I've seen this ad from Underground reptiles advertizing "Midnight Auratus" for $150 a piece!!! Just wondering if anyone else has any opinions as to the background of this frog.

Richard.


----------



## Boondoggle (Dec 9, 2007)

No real info here but I would guess someone has line bred a melanistic morph and slapped a sexy name and a 500% mark up on it


----------



## jubjub47 (Sep 9, 2008)

Black auratus have been around for a while. I'm not sure of the locale of the morph, but there are a few board members who have them.


----------



## Boondoggle (Dec 9, 2007)

jubjub47 said:


> Black auratus have been around for a while. I'm not sure of the locale of the morph, but there are a few board members who have them.

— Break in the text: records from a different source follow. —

Issue #1299, opened 2016-10-25
Switch to using ducks for actions/actionTypes/reducers


mstriemer:
Having multiple files for actions, reducers and actionTypes (constants) is a little cumbersome and these things normally change together. There's another format that some people use called [ducks](https://github.com/erikras/ducks-modular-redux) that combines these together.

> ### Rules
> 
> A module...
> 1. MUST `export default` a function called `reducer()`
> 2. MUST `export` its action creators as functions
> 3. MUST have action types in the form `npm-module-or-app/reducer/ACTION_TYPE`
> 4. MAY export its action types as `UPPER_SNAKE_CASE`, if an external reducer needs to listen for them, or if it is a published reusable library

This would give us something like:

``` js
// src/disco/actions/discoResults.js
const LOAD_RESULTS = 'disco/discoResults/LOAD_RESULTS';

export function loadResults(results) {
  return {
    type: LOAD_RESULTS,
    payload: { results },
  };
}

export default reducer(state = [], action) {
  switch (action.type) {
    case LOAD_RESULTS:
      return [...action.payload.results];
    default:
      return state;
  }
}
```

I'm not sure where we'd want to store these, could be in a folder called `ducks`, `actions`, `reducers` or something else.

I found another article while looking for this format that suggests [organising your app even more like how django does](http://jaysoo.ca/2016/02/28/organizing-redux-application/) so we'd have `addons/components`, `reviews/components`, etc. That might play nicely into this but could be another incremental step if we'd like to do it.

Inspired by #1281.

tofumatt:
Oh, that is really cool! 👍🏻

muffinresearch:
Seems like a good approach, I've always found having these things disconnected makes it hard to see overview of the relationship between them.

kumar303:
putting them both in one place makes sense to me

willdurand:
We do this for a while now, so let's close this issue.

PR #5848, opened 2018-08-06
Refactor infoDialog reducer

### LINKED ISSUE #5861: Refactor infoDialog reducer
Refs #5860 

---

I am not sure we are still using this code but the `infoDialog` reducer is not written correctly: it does not return a consistent state shape and it does not have action creators. Let's do all of this + add Flow types.

willdurand:
Fix #5861

---

There are issues in the server logs, one of these issues is related to
`InfoDialog`, so I looked at the code and rewrote the reducer to fix the
error correctly.

### DIFF
--- a/src/core/reducers/infoDialog.js
+++ b/src/core/reducers/infoDialog.js
@@ -1,16 +1,52 @@
-import { CLOSE_INFO, SHOW_INFO } from 'core/constants';
+/* @flow */
+export const CLOSE_INFO: 'CLOSE_INFO' = 'CLOSE_INFO';
+export const SHOW_INFO: 'SHOW_INFO' = 'SHOW_INFO';
 
-export default function infoDialog(state = {}, { type, payload }) {
-  switch (type) {
+export type InfoDialogState = {|
+  data: Object,
+  show: boolean,
+|};
+
+export const initialState: InfoDialogState = {
+  data: {},
+  show: false,
+};
+
+type ShowInfoDialogParams = Object;
+
+type ShowInfoDialogAction = {|
+  type: typeof SHOW_INFO,
+  payload: ShowInfoDialogParams,
+|};
+
+export const showInfoDialog = (
+  payload: ShowInfoDialogParams,
+): ShowInfoDialogAction => {
+  return { type: SHOW_INFO, payload };
+};
+
+type CloseInfoDialogAction = {|
+  type: typeof CLOSE_INFO,
+|};
+
+export const closeInfoDialog = (): CloseInfoDialogAction => {
+  return { type: CLOSE_INFO };
+};
+
+type Action = CloseInfoDialogAction | ShowInfoDialogAction;
+
+export default function infoDialog(
+  state: InfoDialogState = initialState,
+  action: Action,
+) {
+  switch (action.type) {
     case SHOW_INFO:
       return {
         show: true,
-        data: payload,
+        data: action.payload,
       };
     case CLOSE_INFO:
-      return {
-        show: false,
-      };
+      return initialState;
     default:
       return state;
   }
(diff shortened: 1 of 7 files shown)


src/core/reducers/infoDialog.js
```diff
@@ -1,16 +1,52 @@
-import { CLOSE_INFO, SHOW_INFO } from 'core/constants';
+/* @flow */
+export const CLOSE_INFO: 'CLOSE_INFO' = 'CLOSE_INFO';
+export const SHOW_INFO: 'SHOW_INFO' = 'SHOW_INFO';
```
rebmullin: why move this out of constants?

also, I've seen this in other places too but isn't the above the same as: `export const SHOW_INFO: 'SHOW_INFO';` ?

src/core/reducers/infoDialog.js
```diff
@@ -1,16 +1,52 @@
...
 
-export default function infoDialog(state = {}, { type, payload }) {
-  switch (type) {
+export type InfoDialogState = {|
+  data: Object,
```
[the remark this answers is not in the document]
willdurand: Yep, there are "stuff" inside but I don't really know what. Before, it was inconsistent (sometimes `data` was part of the state, sometimes not, which is not something we should be doing).

src/core/reducers/infoDialog.js
willdurand: so I moved them because we want to have ducks everywhere (see #1299).

willdurand:
> @willdurand, I know you described its purpose in the intro but did you want to add a issue associated with this? or any other labels? Also, I am not sure if we need QA here...

mmh, yes let's have an issue for that.

willdurand:
> it looks good from what I can tell but wasn't sure where I could see this on the frontend. I usually like to look at that too to be sure..

Yeah, that's weird right? I have to double-check somehow but I don't really know why we have this code..

src/core/reducers/infoDialog.js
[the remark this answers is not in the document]
willdurand: Actually, I found a better type.

src/core/reducers/infoDialog.js
willdurand: We do this because Flow does not read the value of a constant. For Flow, the type of a constant is always `string`, unless we specify our own type `: 'OUR_TYPE'`. That way, we have a specific type that is not `string` but the constant value.

willdurand:
> Yeah, that's weird right? I have to double-check somehow but I don't really know why we have this code..

Alrighty, it is not being used yet but it will be soon. This is related to the mozAddonManager...

src/core/reducers/infoDialog.js
```diff
@@ -1,16 +1,58 @@
-import { CLOSE_INFO, SHOW_INFO } from 'core/constants';
+/* @flow */
+export const CLOSE_INFO: 'CLOSE_INFO' = 'CLOSE_INFO';
+export const SHOW_INFO: 'SHOW_INFO' = 'SHOW_INFO';
 
-export default function infoDialog(state = {}, { type, payload }) {
-  switch (type) {
+type InfoDialogData = {|
+  addonName: string,
+  closeAction: Function,
```
kumar303: Can you file an issue to stop dispatching a function in the action like this? It is very bad practice because it breaks any feature that relies on serializing the action stack.

If you have an idea for a lint rule to prevent anyone from dispatching a function, that would be nice.

kumar303: https://redux.js.org/basics/actions

> Actions are plain JavaScript objects

willdurand: Yup, I have it on my TODO post-it. Thanks for the review!

willdurand: Done!

PR #6643, opened 2018-10-16
Make sure internal collections have a string value

### LINKED ISSUE #6635: Bad collection data can cause every detail page to error

* Create a collection with a leading emoji in the title so that the title is essentially blank as per https://github.com/mozilla/addons-server/issues/8923
* Ensure you are signed in
* Visit any details page

### What happened?

* Every details page is a "Server error"
* In the console there is: 'Caught application error: TypeError: "e.name is null; can't access its "localeCompare" property"'

* Even if the collection data is broken it should not result in the details pages being error pages.

willdurand:
This PR should fix #6635.

### DIFF
--- a/src/amo/reducers/collections.js
+++ b/src/amo/reducers/collections.js
@@ -877,7 +877,7 @@ export const createInternalCollection = ({
   description: detail.description,
   id: detail.id,
   lastUpdatedDate: detail.modified,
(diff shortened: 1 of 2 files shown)


bobsilverberg:
Thanks @willdurand!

Is that what this is? I've only seen pics of black auratus once and from the pics they seemed solid black. Maybe the pic was deceptive, or my memory defective. These seem just like muddy auratus to me.


----------



## JJuchems (Feb 16, 2004)

These are WC from Panama. They are black he is trying to jazz up as a new morph. I have a group of WC that are producing. I have been trying to talk with this guy, he is looking for pure profit telling people to pair up with spotted auratus. They are way over priced. I priced my CB's similarly, but they are CB that I ended up trading.


----------



## edwing206 (Apr 9, 2008)

From what I have seen black auratus have color but it's almost like the color is hidden behind an opaque black layer(if that makes any sense).
Though I'm wondering if the frogs that Richard posted are in fact true black auratus or like boondoggle said a line bred melanistic auratus.


----------



## Woodsman (Jan 3, 2008)

I know that Underground buys a lot of wc animals and these don't look very healthy at all. So I would go with the "morph" idea rather than melanistics. Just an opinion, though, as D. Auratus are not my "area".

Richard.


----------



## markpulawski (Nov 19, 2004)

There are usually several of these when Strictly does their imports, they look black under low light but have quite a bit of subtle green, some more than others. These are definately WC frogs that have recently been imported and sold to Underground fr $25/30 a piece or thereabouts. Very shy morph.


----------



## Philsuma (Jul 18, 2006)

markpulawski said:


> There are usually several of these when Strictly does their imports, they look black under low light but have quite a bit of subtle green, some more than others. These are definately WC frogs that have recently been imported and sold to Underground fr $25/30 a piece or thereabouts. Very shy morph.


Mark is right. These are a commonly occurring aruatus morph that they are trying to juice up and trick people into beliving that they are a "special" or rare frog.

They are not.

These frogs are worth $25.00 each.....not a penny more.


----------



## JJuchems (Feb 16, 2004)

Philsuma said:


> These frogs are worth $25.00 each.....not a penny more.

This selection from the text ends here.